Next the research team gathered information from these people’s Facebook and Twitter accounts, including language features (e.g. words they use in posts), personal information, activities and preferences, internal Facebook stats, and other factors.  Tweets were processed in an application called LIWC, which stands for Linguistic Inquiry and Word Count.  LIWC is a text analysis program that examines a piece of text and the individual words it contains, and computes numeric values for positive and negative emotions as well as several other factors.

The data gathered from Twitter and Facebook was fed into a personality prediction algorithm developed by the research team and implemented using the Weka machine learning toolkit.  Predicted personality trait values from the algorithm were compared to the original Big Five assessment results to evaluate how well the prediction model performed.  Overall, the difference between predicted and measured personality traits was roughly 10 to 12% for Facebook (considered very good) and roughly 12 to 18% for Twitter (not quite as good).  The overall conclusion was that yes, it is possible to predict personality traits by analyzing what people put on social media.

Predicting Political Preferences

The second research project was about computing political preference in Twitter audiences.  Originally this project started with the intention of looking at the Twitter feeds of news media outlets and trying to predict media bias.  However, the topic of media bias in general was deemed too problematic and controversial and they decided instead to focus on predicting the political preferences of the media audiences.

The objective was to come up with a method for computing the political orientation of people who followed popular news media outlets on Twitter.  To do this, the team computed the political preference of about 1 million Twitter users by finding which Congresspeople they followed on Twitter, and looking at the liberal to conservative ratings of those Congresspeople.  A key assumption was that people's political preferences will, on average, reflect those of the Congresspeople they follow.

From there, the team looked at 20 different Twitter news outlets and identified who followed each one.  The political preferences of each media outlet's followers were composited together to compute an overall audience political preference factor ranging from heavily conservative to heavily liberal at the two extremes, with moderate ranges in the middle.  The results showed that Fox News had the most conservative audience, NPR Morning Edition had the most liberal audience, and Good Morning America was in the middle with a balanced mix of both conservative and liberal followers.  Further details on the results can be found in the paper here.

Summary & Wrap-up

An awful lot of things about you can be figured out by looking at public information in your social media streams.  Personality traits and political preferences are but two examples.  Sometimes this information can be used for beneficial purposes, such as showing you useful recommendations.  Likewise, a future employer could use this kind of information to form opinions during the hiring process.  People don't always think about this (or necessarily even realize what's possible) when they post things to social media.

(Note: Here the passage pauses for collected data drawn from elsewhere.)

PR #662, opened 2024-08-11
Continue processing item groups if one throws an error

embeddedt:
#631 introduced a regression that causes loading to fail completely if one item group throws an exception; this PR restores the `try`/`catch` around individual groups.

Duplication of the `groupName` logic is not ideal but I didn't think it was worth more refactoring to avoid it.


emilyploszaj (approved):
This will technically throw down the line if a group doesn't populate the map but it'll be caught, which I suppose is fine. I'll make further adjustments myself, thanks for the contribution.

PR #675, opened 2024-08-26
Fix typo in config tooltip: focuse -> focus

Mithi83:


emilyploszaj:
This was actually supposed to be "Focuses", so I adjusted it. Thanks for pointing it out.

Issue #709, opened 2024-09-21
[Crash :boom: ] EMI and Apothic Enchanting `LegacyRandomSource` crash


pietro-lopes:
Some interaction is going on there that is causing crash.

https://mclo.gs/00RRUFl (captured with BetterRandomSourceConcurrencyCrash mod)

Also, Apothic Enchanting dev said the following:
`"EMI should not be supplying the Level to the tooltip context if resolving it offthread"`

This crash is happening very frequently on ATM10

ghost:
Adding a log from a second user on the ATM discord that has this issue, it is just about identical to the already supplied one
https://mclo.gs/2QkUF8N

emilyploszaj:
Resolved in 1.1.14

Issue #575, opened 2024-06-17
ToolTip Context Not Passing Context


fzzyhmstrs:
Checking on the log below from Technici4n, it looks like `ItemEmiStack` (and maybe elsewhere? Didn't check) uses `TooltipContext.DEFAULT` in it's tooltip method. This short circuits any possibility of context in the context.

`TooltipContext.create(client.world)`, which takes a nullable param, would build contextual Contexts as needed by users.

https://github.com/emilyploszaj/emi/blob/615d816a81de7627292934c1c3d99b4b6931cfd1/xplat/src/main/java/dev/emi/emi/api/stack/ItemEmiStack.java#L162

```
java.lang.NullPointerException: Cannot invoke "net.minecraft.core.HolderLookup$Provider.lookupOrThrow(net.minecraft.resources.ResourceKey)" because the return value of "net.minecraft.world.item.Item$TooltipContext.registries()" is null
    at TRANSFORMER/modern_industrialization@0.0.0-local/aztech.modern_industrialization.items.diesel_tools.DieselToolItem.appendHoverText(DieselToolItem.java:134)
    at TRANSFORMER/minecraft@1.21/net.minecraft.world.item.ItemStack.getTooltipLines(ItemStack.java:772)
    at TRANSFORMER/emi@1.1.7+1.21+neoforge/dev.emi.emi.api.stack.ItemEmiStack.getTooltipText(ItemEmiStack.java:162)
    at TRANSFORMER/emi@1.1.7+1.21+neoforge/dev.emi.emi.search.EmiSearch.bake(EmiSearch.java:62)
    at TRANSFORMER/emi@1.1.7+1.21+neoforge/dev.emi.emi.runtime.EmiReloadManager$ReloadWorker.run(EmiReloadManager.java:222)
    at java.base/java.lang.Thread.run(Thread.java:1583)
    ```

emilyploszaj:
This was changed to provide context if possible in 1.1.8

PR #710, opened 2024-09-22
Do not provide world context during off-thread tooltip retrieval

embeddedt:
The world/entity are not thread safe, so they should not be provided to `Item#getTooltip` calls from the search thread.

Note that the issue described in #709 mainly affects NeoForge, as it exposes the passed world to mods, while vanilla just uses it for the tick rate & registry managers. https://github.com/neoforged/NeoForge/blob/42023dc3e3284b7046791403db04649999389ba3/patches/net/minecraft/world/item/Item.java.patch#L221-L222

### DIFF
--- a/xplat/src/main/java/dev/emi/emi/api/stack/ItemEmiStack.java
+++ b/xplat/src/main/java/dev/emi/emi/api/stack/ItemEmiStack.java
@@ -159,7 +159,12 @@ public class ItemEmiStack extends EmiStack implements Batchable {
 
 	@Override
 	public List<Text> getTooltipText() {
-		return getItemStack().getTooltip(Item.TooltipContext.create(client.world), client.player, TooltipType.BASIC);
+		if (client.isOnThread()) {
+			return getItemStack().getTooltip(Item.TooltipContext.create(client.world), client.player, TooltipType.BASIC);
+		} else {
+			// Don't provide world or entity as context, as they are not thread safe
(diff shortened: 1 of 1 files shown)


emilyploszaj:
Is this an acceptable resolution? If I remember correctly, this context was added in the past due to errant mods crashing without it, will this not just revert that behavior? This seems like a rock and a hard place of trusting downstream mods and needing multithreading. Insight would be appreciated.

SiverDX:
But doesn't vanilla do this as well (on 1.21 at least)?
`SessionSearchTrees -> updateRecipes / updateCreativeTooltips`

NeoForge has annotated the method itself as `@Nullable` as well so personally I'd say it falls on the mods to handle this properly
Also as I understand it this is mostly an 1.21 issue since the level is provided by NeoForge (which means if mods have problems it would be reasonable to expect them to fix this themselves since it is the latest version as of now)

SiverDX:
You seem to have added the level for https://github.com/emilyploszaj/emi/issues/575
But the PR would use vanilla behaviour which still supplies access to the registries

embeddedt:
As above, we still provide registry context (as the registry should be thread-safe) but we cannot provide the whole level safely when not on the main thread, as mods can easily do things like roll the RNG in it.

emilyploszaj:
Alright, reasonable enough. I'll be getting crash reports of one of the two either way.

emilyploszaj (approved):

Overall Prof. Golbeck’s presentation was well received and generated a number of questions and conversations after the talk.  The key takeaway was that “We know who you are and what you are thinking” and that information can be used for a variety of purposes – in most cases without you even being aware.  The situation was summed up pretty well in one of Prof. Golbeck’s opening slides:

I develop methods for discovering things about people online.

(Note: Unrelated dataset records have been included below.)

PR #731, opened 2024-10-03
Add dev mode nag for recipe IDs that should be synthetic

### LINKED ISSUE #730: Nags for recipe IDs that should be synthetic
As per the EmiRecipe javadoc
https://github.com/emilyploszaj/emi/blob/6127e8f6a9b736140c384f58d20faadd61add2db/xplat/src/main/java/dev/emi/emi/api/recipe/EmiRecipe.java#L23

Check that every registered EmiRecipe with a non-synthetic ID actually exists by looking it up in the recipe manager. Log those that don't.

Abbie5:
Closes #730

Also changes some brewing recipe IDs to be synthetic.

### DIFF
--- a/xplat/src/main/java/dev/emi/emi/registry/EmiRecipes.java
+++ b/xplat/src/main/java/dev/emi/emi/registry/EmiRecipes.java
@@ -156,6 +156,7 @@ public class EmiRecipes {
 			this.recipes = List.copyOf(recipes);
 	
 			Object2IntMap<Identifier> duplicateIds = new Object2IntOpenHashMap<>();
+			Set<Identifier> missingIds = new ObjectArraySet<>();
 			for (EmiRecipe recipe : recipes) {
 				Identifier id = recipe.getId();
 				EmiRecipeCategory category = recipe.getCategory();
@@ -179,8 +180,8 @@ public class EmiRecipes {
 						byId.put(id, recipe);
 					}
 
-					if (EmiConfig.devMode && !id.getPath().startsWith("/") && !recipeIds.containsValue(id)) {
-						EmiReloadLog.warn("Recipe " + id + " not present in recipe manager. Consider prefixing its path with '/' to signify that it is synthetic.");
+					if (!id.getPath().startsWith("/") && !recipeIds.containsValue(id)) {
+						missingIds.add(id);
 					}
 				}
 			}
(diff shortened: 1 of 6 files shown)


xplat/src/main/java/dev/emi/emi/screen/WidgetGroup.java
```diff
@@ -79,6 +79,10 @@ public void decorateDevMode() {
 				tooltip.addAll(EmiTooltip.splitTranslate("emi.dev.synthetic_id"));
 			}
 			errors.add(new RecipeError(RecipeError.Severity.ERROR, tooltip));
+		} else if (EmiDev.missingRecipeIds.contains(id)) {
+			List<TooltipComponent> tooltip = Lists.newArrayList();
+			tooltip.addAll(EmiTooltip.splitTranslate("emi.dev.synthetic_id"));
```
emilyploszaj, line 85: Please add a more detailed tooltip for what's going on and why a dev should use a synthetic ID.

xplat/src/main/java/dev/emi/emi/runtime/dev/EmiDev.java
```diff
@@ -6,4 +6,5 @@
 
 public class EmiDev {
 	public static Set<Identifier> duplicateRecipeIds = Set.of();
+	public static Set<Identifier> missingRecipeIds = Set.of();
```
emilyploszaj: All instances of `missingRecipeIds` and similar should probably be renamed, they're not missing IDs (i.e. null). Can't think of a great name, but `incorrectRecipeIds` would be better, if you have something you think suits it better go for it.

xplat/src/main/java/dev/emi/emi/registry/EmiRecipes.java
```diff
@@ -178,13 +179,20 @@ public Manager(List<EmiRecipeCategory> categories, Map<EmiRecipeCategory, List<E
...
+					}
 				}
 			}
 	
 			if (EmiConfig.devMode) {
 				for (Identifier id : duplicateIds.keySet()) {
 					EmiReloadLog.warn(duplicateIds.getInt(id) + " recipes loaded with the same id: " + id);
 				}
+				for (Identifier id : missingIds) {
+					EmiReloadLog.warn("Recipe " + id + " not present in recipe manager. Consider prefixing its path with '/' to signify that it is synthetic.");
```
emilyploszaj: Nit: perhaps change to "Consider prefixing its path with '/' if it is synthetic"

emilyploszaj (changes requested):
Thanks for the contribution and for finding all of the non-synthetic IDs remaining in EMI. Few crits then I'll merge.

Abbie5:
Sorry for taking so long, I've made the requested changes now.

emilyploszaj (approved):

I never want anyone to use those methods on me.

-- Jennifer Golbeck

For those who want to delve deeper, several resources are available:


Overall I found this presentation to be very worthwhile and thought-provoking.  Prof. Golbeck was an engaging speaker who was both informative and entertaining.  She provided a number of useful references, links and papers for delving deeper into the topics covered.  The venue and logistics were great and there were plenty of opportunities for networking and talking with colleagues both before and after the presentation.

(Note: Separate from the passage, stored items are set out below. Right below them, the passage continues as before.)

PR #750, opened 2024-10-12
Search Box Suggestion Display Fix (1.20)

AugustSaintFreytag:
This pull request fixes the placeholder/suggestion text (e.g. "Search EMI…") being visible together with the insertion point, overlapping each other. These changes make it so the `TextFieldWidget` used for EMI's search now hides its suggestion text whenever the field has focus, when the player wants to type. Once it loses focus, the suggestion is displayed again. Existing logic for hiding the suggestion when the text field has input is kept as-is.

I've also prepared this in basically the same way for `1.21` if you want me to open the pull request myself, though these changes are minor and you might be faster in your own process adding them.


emilyploszaj:
Please open PRs targeting the latest version.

The topic of predicting people's traits and behaviors is very relevant, particularly in the realm of politics.  At least one other Data Science DC meetup held within the last few months focused on how data sciences were used in the last presidential election and the tremendous impact it had.  That trend is sure to continue, fueled by research like this coupled with the availability of data, more sophisticated tools, and the right kinds of data scientists to connect the dots and put it all together.

If you have the time, I would recommend listening to the audio recording and following along the slide deck.  There were many more interesting details in the talk than what I could cover here.

My personal opinion is that too few people realize the data footprint they leave when using social media.  That footprint has a long memory and can be used for many purposes, including purposes that haven't even been invented yet.  Many people seem to think that either the data they put on social media is trivial and doesn't reveal anything, or think that no-one cares and it's just "personal stuff."  But as we've seen in this talk, people can discover a lot more than you may think.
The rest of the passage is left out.